■ TRY IT:
The entries below must be returned exactly as they stand.

>>>

PR #955, opened 2025-03-31
feat(boards) added support for the STM32F401CE and F401CD

zekiz774:
# Description

Provides initial support for the Blackpill boards STM32F401CD and STM32F401CD. They're all pretty similar so adding support for other STM32F4xx should be pretty trivial

## TODO
- [x] GPIO support
- [ ] SPI support
- [ ] I2C support
- [x] USB support
- [ ] Edit example code
- [ ] Test integration

## Issues/PRs references

Depends on #961.

## Change checklist

### DIFF
--- a/laze-project.yml
+++ b/laze-project.yml
@@ -443,6 +443,7 @@ contexts:
       - cortex-m4f
     provides:
       - has_swi
+      - has_usb_device_port
     env:
       PROBE_RS_CHIP: STM32F401CE
       RUSTFLAGS:
--- a/src/ariel-os-stm32/src/lib.rs
+++ b/src/ariel-os-stm32/src/lib.rs
@@ -89,9 +89,9 @@ fn board_config(config: &mut Config) {
         config.rcc.pll_src = PllSource::HSE;
         config.rcc.pll = Some(Pll {
             prediv: PllPreDiv::DIV25,  // 1MHz
-            mul: PllMul::MUL168,       // 168MHz
-            divp: Some(PllPDiv::DIV2), // sysclk 84MHz
-            divq: Some(PllQDiv::DIV3), // USB 48MHz
+            mul: PllMul::MUL336,       // 336MHz
+            divp: Some(PllPDiv::DIV4), // sysclk 84MHz
+            divq: Some(PllQDiv::DIV7), // USB 48MHz
             divr: None,
         });
         config.rcc.ahb_pre = AHBPrescaler::DIV1;
--- a/examples/usb-keyboard/laze.yml
+++ b/examples/usb-keyboard/laze.yml
@@ -3,5 +3,7 @@ apps:
     context:
       - nrf52840dk
       - nrf5340dk
+      - stm32f401cdux
+      - stm32f401ceux
     selects:
       - usb
--- a/examples/usb-keyboard/src/main.rs
+++ b/examples/usb-keyboard/src/main.rs
@@ -106,18 +106,13 @@ mod buttons {
 
     const PULL: Pull = Pull::Up;
 
-    pub const KEY_COUNT: usize = 4;
+    pub const KEY_COUNT: usize = 1;
 
     pub struct Buttons([Input; KEY_COUNT]);
 
     impl Buttons {
         pub fn new(button_peripherals: crate::pins::Buttons) -> Self {
-            Self([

<<<

■ EXERCISE SOLUTION:
PR #955, opened 2025-03-31
feat(boards) added support for the STM32F401CE and F401CD

zekiz774:
# Description

Provides initial support for the Blackpill boards STM32F401CD and STM32F401CD. They're all pretty similar so adding support for other STM32F4xx should be pretty trivial

## TODO
- [x] GPIO support
- [ ] SPI support
- [ ] I2C support
- [x] USB support
- [ ] Edit example code
- [ ] Test integration

## Issues/PRs references

Depends on #961.

## Change checklist

### DIFF
--- a/laze-project.yml
+++ b/laze-project.yml
@@ -443,6 +443,7 @@ contexts:
       - cortex-m4f
     provides:
       - has_swi
+      - has_usb_device_port
     env:
       PROBE_RS_CHIP: STM32F401CE
       RUSTFLAGS:
--- a/src/ariel-os-stm32/src/lib.rs
+++ b/src/ariel-os-stm32/src/lib.rs
@@ -89,9 +89,9 @@ fn board_config(config: &mut Config) {
         config.rcc.pll_src = PllSource::HSE;
         config.rcc.pll = Some(Pll {
             prediv: PllPreDiv::DIV25,  // 1MHz
-            mul: PllMul::MUL168,       // 168MHz
-            divp: Some(PllPDiv::DIV2), // sysclk 84MHz
-            divq: Some(PllQDiv::DIV3), // USB 48MHz
+            mul: PllMul::MUL336,       // 336MHz
+            divp: Some(PllPDiv::DIV4), // sysclk 84MHz
+            divq: Some(PllQDiv::DIV7), // USB 48MHz
             divr: None,
         });
         config.rcc.ahb_pre = AHBPrescaler::DIV1;
--- a/examples/usb-keyboard/laze.yml
+++ b/examples/usb-keyboard/laze.yml
@@ -3,5 +3,7 @@ apps:
     context:
       - nrf52840dk
       - nrf5340dk
+      - stm32f401cdux
+      - stm32f401ceux
     selects:
       - usb
--- a/examples/usb-keyboard/src/main.rs
+++ b/examples/usb-keyboard/src/main.rs
@@ -106,18 +106,13 @@ mod buttons {
 
     const PULL: Pull = Pull::Up;
 
-    pub const KEY_COUNT: usize = 4;
+    pub const KEY_COUNT: usize = 1;
 
     pub struct Buttons([Input; KEY_COUNT]);
 
     impl Buttons {
         pub fn new(button_peripherals: crate::pins::Buttons) -> Self {
-            Self([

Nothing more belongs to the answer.